A bug let Eufy security camera owners access strangers' feeds

·Associate Editor
·1 min read

Owners of Anker's Eufy security cameras are running into a serious privacy bug. As 9to5Mac reports, users on Anker's forums and Reddit have found themselves suddenly accessing others' camera feeds, including recordings and even account details. Logging out and in again appears to resolve the issue (as does using HomeKit Secure Video), but this clearly raises concerns that a not-so-scrupulous user might spy on someone else.

Anker confirmed the issue happened in multiple countries and that it was fixed about one hour after it was recognized. The company says a software bug during a server upgrade was the reason, though it didn't offer more details. "We realize that as a security company we didn’t do good enough," the company writes while promising to upgrade security measures so this doesn't happen again.

Here's the company's following statement: 

"Due to a software bug during our latest server upgrade at 4:50 AM EST today, a limited number (0.001%) of our users were able to access video feeds from other users’ cameras. Our engineering team recognized this issue at around 5:30 AM EST, and quickly got it fixed by 6:30AM EST.

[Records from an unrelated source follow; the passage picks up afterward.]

PR #919, opened 2023-10-11
INTYGFV-15540: Added missing licence header, fixed failing tests and …

mikeyOne:
…added a few mor tests


mww-sopra-steria (approved):
Nice with tests for the filter logic! 

Consider renaming the @Nested class from LockStatus -> FilterMainRecipientOnLockStatus (or something similar). This could help out to understand why we filter on LockStatus.

Approved!

mikeyOne:
Ok, will rename class merge

PR #928, opened 2023-11-03
INTYGFV-16034: Set recipient to null for certificates that should not…

mhornfeldt:
… be sent


mww-sopra-steria:
I think it would be good to discuss if we should have this solution in Webcert. We like to control what you can do with a certificate with the use of Resource-links, not to include/exclude information inside the metadata.

PR #929, opened 2023-11-06
INTYGFV-16062: Implementation of GetAvailableFunctionsForCertificateService used by CertificateInteralApiController to get available functions for Mina Intyg.

ChrilleSigerhed:


mww-sopra-steria (changes requested):
We can discuss this on a call as well, but I was thinking that the "smittbärar"-info also should be part of the Print-available function implementation. No need to have it separate as it belongs to printing. Also, shouldn't we just return either PRINT_CERTIFICATE or CUSTOMIZE_PRINT_CERTIFICATE? And sometimes add "Smittbärar"-info together with PRINT_CERTIFICATE when needed.

mww-sopra-steria (approved):
Well done!

PR #931, opened 2023-11-09
INTYGFV-16034: Added available function for send

mhornfeldt:


mww-sopra-steria (approved):
Nice implementation!

You don't really have to add new tests to GetAvailableFunctionsForCertificateServiceTest.java. It is a complete generic class that loads the AvailableFunction-implementations and calls them.

PR #977, opened 2024-02-02
INTYGFV-16340: Refactor certificateServiceProfile management. Added HSA-integration to fetch unit information. Added integration and support to use testability with new CertificateType FK7211.

ChrilleSigerhed:


ChrilleSigerhed:
image

web/src/main/java/se/inera/intyg/webcert/web/web/controller/testability/facade/util/CreateCertificateTestabilityUtil.java
```diff
@@ -235,11 +260,12 @@ private IntygUser getUser(String personId) {
     }
 
     private Patient getPatient(String patientId, String type, String typeVersion) {
```
ChrilleSigerhed, line 262: We get this error from this code if we try to use it ```java.lang.IllegalArgumentException: Unknown intygsTyp: fk7211```

Could we skip this step and instead just:

```java
final var patient = new Patient();
final var personnummer = Personnummer.createPersonnummer(patientId).orElseThrow();  
final var personFromPUService = patientDetailsResolver.getPersonFromPUService(
 personnummer
);
```

web/src/main/java/se/inera/intyg/webcert/web/csintegration/unit/CertificateServiceHsaUnitConverter.java
```diff
@@ -0,0 +1,64 @@
...
+    public CertificateServiceUnitDTO convert(Unit unit) {
+        final var convertedUnit = new CertificateServiceUnitDTO();
+        convertedUnit.setId(unit.getUnitHsaId());
+        convertedUnit.setName(unit.getUnitName());
+        convertedUnit.setAddress(unit.getPostalAddress().isEmpty() ? null : unit.getPostalAddress().get(0));
+        convertedUnit.setZipCode(unit.getPostalCode());
+        convertedUnit.setCity(shouldIncludeCity(unit) ? unit.getPostalAddress().get(unit.getPostalAddress().size() - 1) : null);
+        convertedUnit.setPhoneNumber(unit.getTelephoneNumber().isEmpty() ? null : unit.getTelephoneNumber().get(0));
+        convertedUnit.setEmail(unit.getMail());
+        convertedUnit.setInactive(isActive(unit.getUnitStartDate(), unit.getUnitEndDate()));
```
mww-sopra-steria, line 38: Inactive for the Unit should only be set to true if there is a user session with "integration"-parameter 'inactiveUnit' is set.(https://inera.atlassian.net/wiki/spaces/EIT/pages/6455966/Integration+med+Webcert#4.3.2-Enhet)

And it is only for the unit the user launches to.  You can for now always set it to false and it can be dealt with when its time too implement "DJUPINTEGRATION".

web/src/main/java/se/inera/intyg/webcert/web/csintegration/util/CertificateServiceProfileActive.java
```diff
@@ -0,0 +1,33 @@
...
+ */
+
+package se.inera.intyg.webcert.web.csintegration.util;
+
+import org.springframework.context.annotation.Profile;
+import org.springframework.stereotype.Component;
+
+@Component
+@Profile("certificate-service-active")
+public class CertificateServiceProfileActive implements CertificateServiceProfile {
```
mww-sopra-steria, line 27: Good idea to extract this to a separate component. Easier to reuse and also test! First thought was that it could just be one implementation and it checks for the profile through Environment, but at second thought I kind of like what you done! :-)

web/src/main/java/se/inera/intyg/webcert/web/web/controller/testability/facade/util/CreateCertificateTestabilityUtil.java
```diff
@@ -96,6 +108,19 @@ public String createNewCertificate(@NotNull CreateCertificateRequestDTO createCe
             createCertificateRequest.getCertificateTypeVersion()
         );
 
+        if (certificateServiceProfile.active()) {
```
mww-sopra-steria, line 111: If you can combine the active() and the certificateTypeExits() in one private method, you can "flatten" the code depth.

Also after receiving the modelIdDTO you should also check the version returned if it corresponds to the version to create.

Another thing is to make sure you create the version asked for and not the one returned by certificateTypeExists, as it will always return the latest active version. 

If you want you can deal with these things in this PR, or we manage them in the next "iteration" of the testability api, which will be next sprint when we add content with the certificate.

The issue affected users at a small rate in the United States, New Zealand, Australia, Cuba, Mexico, Brazil, and Argentina. Users in Europe remain unaffected.

Our customer service team will continue contacting those who were affected. Eufy Baby Monitors, eufy Smart Locks, eufy Alarm System devices and eufy PetCare products remain unaffected.

We realize that as a security company we didn’t do good enough. We are sorry we fell short here and are working on new security protocols and measures to make sure that this never happens again."

Update, 1:30PM ET: Added Anker's statement and details on the security issue.